I never actually played Phantasy Star during the reign of the mastersystem, I remember the game shop near my house had a copy of it and it cost £80! People shouldn't sleep on the mastersystem port of Ys, the TG16 version renders it completely obsolete, but in the day it was pretty good with Bitchin tunes.

While football is now the most popular genre in Europe, developers didn't really get the hang of it until the 16 bit era. We never had a TecmoBowl. In the days before football, it was racing and nothing on NES compares to Outrun or Hang-On, the colour, the speed, Shit makes Rad Racer look like one of those Tiger Electronics toys.
 

Cavalier Cipolla

Onion Knight...on Onionfarms!
Baby Onion
I never actually played Phantasy Star during the reign of the mastersystem, I remember the game shop near my house had a copy of it and it cost £80! People shouldn't sleep on the mastersystem port of Ys, the TG16 version renders it completely obsolete, but in the day it was pretty good with Bitchin tunes.

While football is now the most popular genre in Europe, developers didn't really get the hang of it until the 16 bit era. We never had a TecmoBowl. In the days before football, it was racing and nothing on NES compares to Outrun or Hang-On, the colour, the speed, Shit makes Rad Racer look like one of those Tiger Electronics toys.
Your local game shop was probably ripping people off.
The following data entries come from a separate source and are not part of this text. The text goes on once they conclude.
PR #17240, opened 2026-01-19
Support referencing updatedFields array in databaseEvent triggers 

### LINKED ISSUE #1838: [Extensibility] [v1] Support referencing updatedFields array in databaseEvent triggers
In application function defineFunction method, we want to be able to listen to specific fields update, not necessary all updates, of database events.

Update `packages/twenty-shared/src/application/serverlessFunctionManifestType.ts` `DatabaseEventTrigger` so it have an optional `updatedFields?: string[]` parameter. This parameter should be taken into account in twenty-server syncApplication endpoint

ijreilly:
Closes https://github.com/twentyhq/core-team-issues/issues/1838

DatabaseEventTriggers can now define a field-level granularity on which updates they should react to.
After a discussion with the team, we have decided to rely on field names and not UID, just as we do for objects. The rationale is that we want to keep a pleasant devX and consider it's not on twenty to ensure continuity of api usage around an object if their name is updated: for instance if a user has based their webhook on the name of an object, if they decide to update it, they have to take care of updating their webhook.

### DIFF
--- a/packages/twenty-server/src/engine/metadata-modules/database-event-trigger/utils/transform-event-batch-to-event-payloads.ts
+++ b/packages/twenty-server/src/engine/metadata-modules/database-event-trigger/utils/transform-event-batch-to-event-payloads.ts
@@ -1,11 +1,13 @@
+import { isDefined } from 'twenty-shared/utils';
+
 import type {
   DatabaseEventPayload,
   ObjectRecordEvent,
 } from 'twenty-shared/database-events';
 
-import type { WorkspaceEventBatch } from 'src/engine/workspace-event-emitter/types/workspace-event-batch.type';
 import { type DatabaseEventTriggerEntity } from 'src/engine/metadata-modules/database-event-trigger/entities/database-event-trigger.entity';
 import { type ServerlessFunctionTriggerJobData } from 'src/engine/metadata-modules/serverless-function/jobs/serverless-function-trigger.job';
+import type { WorkspaceEventBatch } from 'src/engine/workspace-event-emitter/types/workspace-event-batch.type';
 
 export const transformEventBatchToEventPayloads = ({
   workspaceEventBatch,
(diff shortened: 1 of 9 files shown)


packages/twenty-server/src/engine/metadata-modules/database-event-trigger/utils/transform-event-batch-to-event-payloads.ts
```diff
@@ -32,3 +42,35 @@ export const transformEventBatchToEventPayloads = ({
 
   return result;
 };
+
+const filterEventsByUpdatedFields = ({
```
ijreilly, line 46: I implemented this logic here instead of CallDatabaseEventTriggerJobsJob's shouldTriggerJob because shouldTriggerJob is about the batch of events, while we don't want to trigger the serverless for an event that is not concerned but that shares the batch with one that is.

martmull, line 46: looks good but this needs a little unit test to test (and document the behavior)

martmull (commented):
lgtm but small unit test required I think

ijreilly:
@martmull ready for review again, thank you !

martmull (approved):
lgtm

prastoin (commented):
Hey there, shouldn't we implement a side effect on an field name update that will search for any related database event trigger settings to update too ?
Is it overkill or are we going to handle that later with many to many relations ?
Unless I'm mistaken right now if a user creates a database event trigger from the api and renames the related custom field name in the UI it will introduce desync both

Just making sure we're okay with that !
Are we expecting to make the settings `updatedFields` required at some point and backfill existing occurences ? Maybe we should require the `updatedFields` in the input settings from now on already ?

We should also validate that the fields provided in the settings names are foundable in the workspace

Sorry hopping on after this has been already merged !

ijreilly:
Yes that was the exact point of the conversation we followed this morning, should we use names or UID - UID being more robust but making the dev experience less readable. 
We chose names and stated that it's not our job to fix the users' integration if they choose to change a name

updatedFields should not be required and should not be, it's an additional option we give to users, but it's also possible to listen to any update.

prastoin:
> We chose names and stated that it's not our job to fix the users' integration if they choose to change a name

Even through the api metadata ? We've been handling those side effect for them so far

ijreilly:
Yes, even through api metadata

PR #17241, opened 2026-01-19
SSE - Protect query api

thomtrp:
- Ensure user can only add/remove queries of its own stream
- Prevent stream from being highjacked

### DIFF
--- a/packages/twenty-server/src/engine/subscriptions/event-stream.service.ts
+++ b/packages/twenty-server/src/engine/subscriptions/event-stream.service.ts
@@ -10,6 +10,10 @@ import { InjectCacheStorage } from 'src/engine/core-modules/cache-storage/decora
 import { CacheStorageService } from 'src/engine/core-modules/cache-storage/services/cache-storage.service';
 import { CacheStorageNamespace } from 'src/engine/core-modules/cache-storage/types/cache-storage-namespace.enum';
 import { EVENT_STREAM_TTL_MS } from 'src/engine/subscriptions/constants/event-stream-ttl.constant';
+import {
+  EventStreamException,
+  EventStreamExceptionCode,
+} from 'src/engine/subscriptions/event-stream.exception';
 import { type EventStreamData } from 'src/engine/subscriptions/types/event-stream-data.type';
 import { type ObjectRecordSubscriptionEvent } from 'src/engine/subscriptions/types/object-record-subscription-event.type';
 
@@ -31,6 +35,16 @@ export class EventStreamService {
     authContext: SerializableAuthContext;
   }): Promise<void> {
     const key = this.getEventStreamKey(workspaceId, eventStreamChannelId);
+
+    const existing = await this.cacheStorageService.get<EventStreamData>(key);
+
+    if (isDefined(existing)) {
+      throw new EventStreamException(
+        'Event stream already exists',
+        EventStreamExceptionCode.EVENT_STREAM_ALREADY_EXISTS,
+      );
+    }
+
     const streamData: EventStreamData = {
       authContext,
       workspaceId,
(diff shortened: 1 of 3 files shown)


packages/twenty-server/src/engine/subscriptions/event-stream.service.ts
```diff
@@ -31,6 +35,16 @@ export class EventStreamService {
     authContext: SerializableAuthContext;
   }): Promise<void> {
     const key = this.getEventStreamKey(workspaceId, eventStreamChannelId);
+
+    const existing = await this.cacheStorageService.get<EventStreamData>(key);
+
```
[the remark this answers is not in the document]
thomtrp: nope. Eventstream should be unique so no need for lock

packages/twenty-server/src/engine/subscriptions/event-stream.service.ts
```diff
@@ -126,6 +140,37 @@ export class EventStreamService {
...
+    );
+
+    if (!isDefined(streamData)) {
+      return false;
+    }
+
+    if (isDefined(authContext.userWorkspaceId)) {
+      return (
+        streamData.authContext.userWorkspaceId === authContext.userWorkspaceId
+      );
```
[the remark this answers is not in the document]
thomtrp: user workspace is enough

packages/twenty-server/src/engine/workspace-event-emitter/workspace-event-emitter.resolver.ts
```diff
@@ -148,9 +170,26 @@ export class WorkspaceEventEmitterResolver {
...
+      workspaceId: workspace.id,
+      eventStreamChannelId,
+      authContext: {
+        userWorkspaceId,
+        apiKeyId: apiKey?.id,
+      },
+    });
+
+    if (!isAuthorized) {
+      throw new ForbiddenException(
```
prastoin: ***Question:*** Will this get translated ?

prastoin (approved):
Hey there ! Looks good 
Would it possible to setup an integration testing env for such stream interactions ? + it's hard to test without such test env
This is critical and should covered
Maybe not in this PR though
Still approving !

packages/twenty-server/src/engine/subscriptions/event-stream.service.ts
```diff
@@ -31,6 +35,16 @@ export class EventStreamService {
     authContext: SerializableAuthContext;
   }): Promise<void> {
     const key = this.getEventStreamKey(workspaceId, eventStreamChannelId);
+
+    const existing = await this.cacheStorageService.get<EventStreamData>(key);
+
+    if (isDefined(existing)) {
+      throw new EventStreamException(
+        'Event stream already exists',
```
prastoin, line 43: ***Remark:*** I'm not even sure we might wanna return this much information, maybe only returning an auth exception would be enough ? What do you think ?

thomtrp: will be better for debugging. Not a lot of chance the error is thrown unless we do not implement it correctly

packages/twenty-server/src/engine/workspace-event-emitter/workspace-event-emitter.resolver.ts
thomtrp: good point. Using EventStreamException instead

packages/twenty-server/src/engine/subscriptions/event-stream.service.ts
prastoin: Ok sounds legit !
I meant from an attacker point of view

Weiko (approved):
LGTM!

According to Segaretro's sauce it was £40. Still, back in Japan it was quite a bit cheaper, 6000 yen, which was about 47$ in 1988. Something I noticed on there is that for some reason Phantasy Star games in the west were price gouged compared to back in Japan. The prices were some 50-70% higher!
 

Crimson Fucker

Ţepeş
Hellovan Onion
This is pretty tough for me because i loved ps1 and 2 as well as the n64 and gc and xbox. They all had great titles. Imo the game cube had the best controller when it came to Nintendo controllers. I still prefered the ps2 controller over all though. Original x box was great too because halo 1 and 2. That was a unique experience that you really can't get anymore since the new halo games suck and online for those are dead. You could probably beat a home invader to death with the x box controller too, hypothetically speaking. The games on 64 were classics for me with nostalgia value and you can even emulate them on your phone. But the controller looks like a 3 armed alien that didn't know what species it was marketing to designed it for their own by default. The ps2 library was huge but the ngc still has some of my favorites. Hard to pick honestly.
 

nobodyworthwhile

Baby Onion
The PC Engine. Whoever did this poll is an ignorant bugman doing a retro gamer equivalent of "How do you do fellow kids?". The PC Engine or TG16 in Hamburgerland was really successful in Japan and really deserves more appreciation. Its successor, SupeGrafx, also deserves appreciation.
The "successor" that only had five or so games and was quickly discontinued, while the console it was "succeeding" continued to get made?

TL;DR, it was a console that was quite ahead of its time and future proof too. Unlike the Sega CD, the PC Engine CD add on was everything but a flop! In fact, it is what enabled the console to last until the PS1 era! It was to the point that most later games were on CD instead of cartidge!
.... or, well, little card things actually. Not cartridges. The funny thing is that the US marketing tried to call them "Turbochips" but even on US games the term "HuCard" was still plainly visible so everyone I've ever known called them that.

I loved those cards.

As for this topic, its hard for me to pick a favorite. I didn't grow up with just one sixteen bit console but actually got to experience the three main ones (SNES, Gen, and TG16) in my youth, with the last being one I didn't own but played at a friends' house once but its games nevertheless stuck with me.